Only the number is wanted: how many lines of these entries contain the word "gets"?

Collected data

━━━━━━━━━━━━━━━━━━━━

PR #760, opened 2017-06-22
CQL Logic Improvements BONNIE-669

hossenlopp:
-Does not highlight statements that define populations that are not being considered.
-The logic for this is stopgap until we move it and have clause level highlighting.

### DIFF
--- a/app/assets/javascripts/views/logic/cql_logic_view.js.coffee
+++ b/app/assets/javascripts/views/logic/cql_logic_view.js.coffee
@@ -100,8 +100,58 @@ class Thorax.Views.CqlPopulationLogic extends Thorax.Views.BonnieView
   ###
   showRationale: (result) ->
     @latestResult = result
+    showResultsMap = @_makePopulationResultShownMap result
     for statementView in @statementViews
-      statementView.showRationale result.get('statement_results')[statementView.name]
+      # check to see if highlighting should be supressed because "not calculated"
+      popName = statementView.cqlPopulation?.split(', ')[0]
+      showHighlighting = if showResultsMap[popName]? then showResultsMap[popName] else true
+      
+      statementView.showRationale(result.get('statement_results')[statementView.name], showHighlighting)
+
+  _makePopulationResultShownMap: (result) ->
+    # initialize to true for every population
+    resultShown = {}
+    _.each(_.without(result.keys(), 'statement_results', 'patient_id'), (population) -> resultShown[population] = true)
+    
+    # If STRAT is 0 then everything else is not calculated
+    if result.get('STRAT')? && result.get('STRAT') == 0
+      resultShown.IPP = false if resultShown.IPP?
+      resultShown.NUMER = false if resultShown.NUMER?
+      resultShown.NUMEX = false if resultShown.NUMEX?
+      resultShown.DENOM = false if resultShown.DENOM?
+      resultShown.DENEX = false if resultShown.DENEX?
+      resultShown.DENEXCEP = false if resultShown.DENEXCEP?
+    
+    # If IPP is 0 then everything else is not calculated
+    if result.get('IPP') == 0
+      resultShown.NUMER = false if resultShown.NUMER?
+      resultShown.NUMEX = false if resultShown.NUMEX?
+      resultShown.DENOM = false if resultShown.DENOM?
+      resultShown.DENEX = false if resultShown.DENEX?
+      resultShown.DENEXCEP = false if resultShown.DENEXCEP?
+
+    # If DENOM is 0 then DENEX, DENEXCEP, NUMER and NUMEX are not calculated
+    if result.get('DENOM')? && result.get('DENOM') == 0
+      resultShown.NUMER = false if resultShown.NUMER?
+      resultShown.NUMEX = false if resultShown.NUMEX?
+      resultShown.DENEX = false if resultShown.DENEX?
+      resultShown.DENEXCEP = false if resultShown.DENEXCEP?
+
+    # If DENEX is 1 then NUMER, NUMEX and DENEXCEP not calculated
+    if result.get('DENEX')? && result.get('DENEX') >= 1
+      resultShown.NUMER = false if resultShown.NUMER?
+      resultShown.NUMEX = false if resultShown.NUMEX?
+      resultShown.DENEXCEP = false if resultShown.DENEXCEP?
+
+    # If NUMER is 0 then NUMEX is not calculated
+    if result.get('NUMER')? && result.get('NUMER') == 0
+      resultShown.NUMEX = false if resultShown.NUMEX?
+
+    # If NUMER is 1 then DENEXCEP is not calculated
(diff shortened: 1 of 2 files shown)


app/assets/javascripts/views/logic/cql_logic_view.js.coffee
```diff
@@ -100,8 +100,65 @@ class Thorax.Views.CqlPopulationLogic extends Thorax.Views.BonnieView
...
+      statementView.showRationale(result.get('statement_results')[statementView.name], showHighlighting)
+
+  ###*
+  # Make a map of population to boolean of if the result of the define statement result should be shown or not. This is
+  # what determines if we don't highlight the statements that are "not calculated".
+  # TODO: This is stop gap solution, should be moved to the calculator.
+  # @private
+  # @param {Result} result = The result object from the calculator.
+  ###
+  _makePopulationResultShownMap: (result) ->
```
edeyoung, line 118: how does this work with multiple populations or multiple stratifications? Is the `result` object already split up by population so you only have one IPP inside, or are there potentially `IPP_1`, `IPP_2`, etc.?

app/assets/javascripts/views/logic/cql_statement_view.js.coffee
```diff
@@ -19,19 +19,28 @@ class Thorax.Views.CqlStatement extends Thorax.Views.BonnieView
...
-    if result == true  # Specifically a boolean true
+    if highlightResult == false  # If the result shouldn't be highlighted
+      @$('code').attr('class', '')
+    else if result == true  # Specifically a boolean true
       @_setResult true
     else if result == false  # Specifically a boolean false
       @_setResult false
     else if Array.isArray(result)  # Check if result is an array
       @_setResult result.length > 0  # Result is true if the array is not empty
+      if result.length == 1 && result[0] == null # But if the array has one element that is null. Then we should make it red.
```
edeyoung, line 36: I know this is an edge case that you're handling - do we have a ticket to investigate why this is something that's being returned? It doesn't seem like this is a good value to have be returned and mean false.

app/assets/javascripts/views/logic/cql_statement_view.js.coffee
```diff
@@ -19,19 +19,28 @@ class Thorax.Views.CqlStatement extends Thorax.Views.BonnieView
...
+        @_setResult false
+    else if result instanceof cql.Interval  # make it green if and Interval is returned
+      @_setResult true
+    else if result == null  # Specifically no result
```
edeyoung, line 40: should no result be colored white instead of false? What does no result mean? Since everything gets executed, I'm guessing it shouldn't be colored white.

However - if these is a valid result than all my grandiose ideas about doing the "should this exist" at the calculation stage before the result gets passed back may not work out. How would we appropriately signal "this shouldn't be processed" if null is taken up already? Maybe a separate hash like what hoss has here?

app/assets/javascripts/views/logic/cql_statement_view.js.coffee
```diff
@@ -48,7 +57,8 @@ class Thorax.Views.CqlStatement extends Thorax.Views.BonnieView
   # Clear the result for this statement.
   ###
   clearRationale: ->
-    @latestResult = null
+    # Clear out the latestResult. Using undefined because it is different than null which is a valid result.
+    @latestResult = undefined
```
edeyoung, line 61: maybe this answers my question above...

edeyoung (changes requested):
Mostly questions

app/assets/javascripts/views/logic/cql_logic_view.js.coffee
```diff
@@ -100,8 +100,65 @@ class Thorax.Views.CqlPopulationLogic extends Thorax.Views.BonnieView
...
+
+    # If STRAT is 0 then everything else is not calculated
+    if result.get('STRAT')? && result.get('STRAT') == 0
+      resultShown.IPP = false if resultShown.IPP?
+      resultShown.NUMER = false if resultShown.NUMER?
+      resultShown.NUMEX = false if resultShown.NUMEX?
+      resultShown.DENOM = false if resultShown.DENOM?
+      resultShown.DENEX = false if resultShown.DENEX?
+      resultShown.DENEXCEP = false if resultShown.DENEXCEP?
+
```
holmesie, line 131: I really like how readable all of this is! Makes me want to adjust the cql_calculator population rules to look something like this (if it makes sense)...

app/assets/javascripts/views/logic/cql_logic_view.js.coffee
hossenlopp: The calculations are done with the scope of a population set or stratification. So the results are already normalized to their population names. Anyways the `IPP_N` is a structure only in QDM measures in Bonnie. The `populations_cql_map` used to map populations to the CQL statements that define them.

app/assets/javascripts/views/logic/cql_statement_view.js.coffee
hossenlopp: To me, it looks like an issue with the CQL. The issue in cqltest137_v5_0 in our Sharepoint repo, which also is good for testing the populations and stratifications. This check for an array with one `null` allows the logic to be highlighted as it is in this screenshot below when there is are no elements that would resolve in that `First`.
screen shot 2017-06-23 at 10 00 11 am
My guess is that the `{ }` around the `First` is turning the single element result into an array even if the result is nothing.

app/assets/javascripts/views/logic/cql_statement_view.js.coffee
hossenlopp: I'm treating a `null` result as a failed (red) highlight. I am assuming a `null` means that the statement had a single element result from a `First` or `Single`, etc... I think I found a measure that exhibits this instead of wrapping it in an array like the specific check above. I'll look for that again and report back.

app/assets/javascripts/views/logic/cql_logic_view.js.coffee
hossenlopp: We do want to move this stuff into the calculator so the result of this logic can be used elsewhere. This is just temporarily here and very verbose because I felt it was quite complicated. It doesn't handle the OBSERV and MSRPOPL stuffs too...

edeyoung:
What is a good alpha account and measure to test this with?

edeyoung (approved):

edeyoung:
My questions were answered and I checked it out locally. looks good!

hossenlopp:
I rebased this on my local machine and noticed that the stratifications are broken. None of the population defining statements are being labeled. Looking into this now.

hossenlopp:
Upon further investigation, I found that uploading the measure again gets the population labels to come back for stratifications. I think something changed in the upload process for stratifications since the measure was loaded into the account I was testing with.

holmesie:
Looks good

holmesie (approved):

c-monkey (approved):
tested locally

━━━━━━━━━━━━━━━━━━━━

▶ _Exercise solution_: 3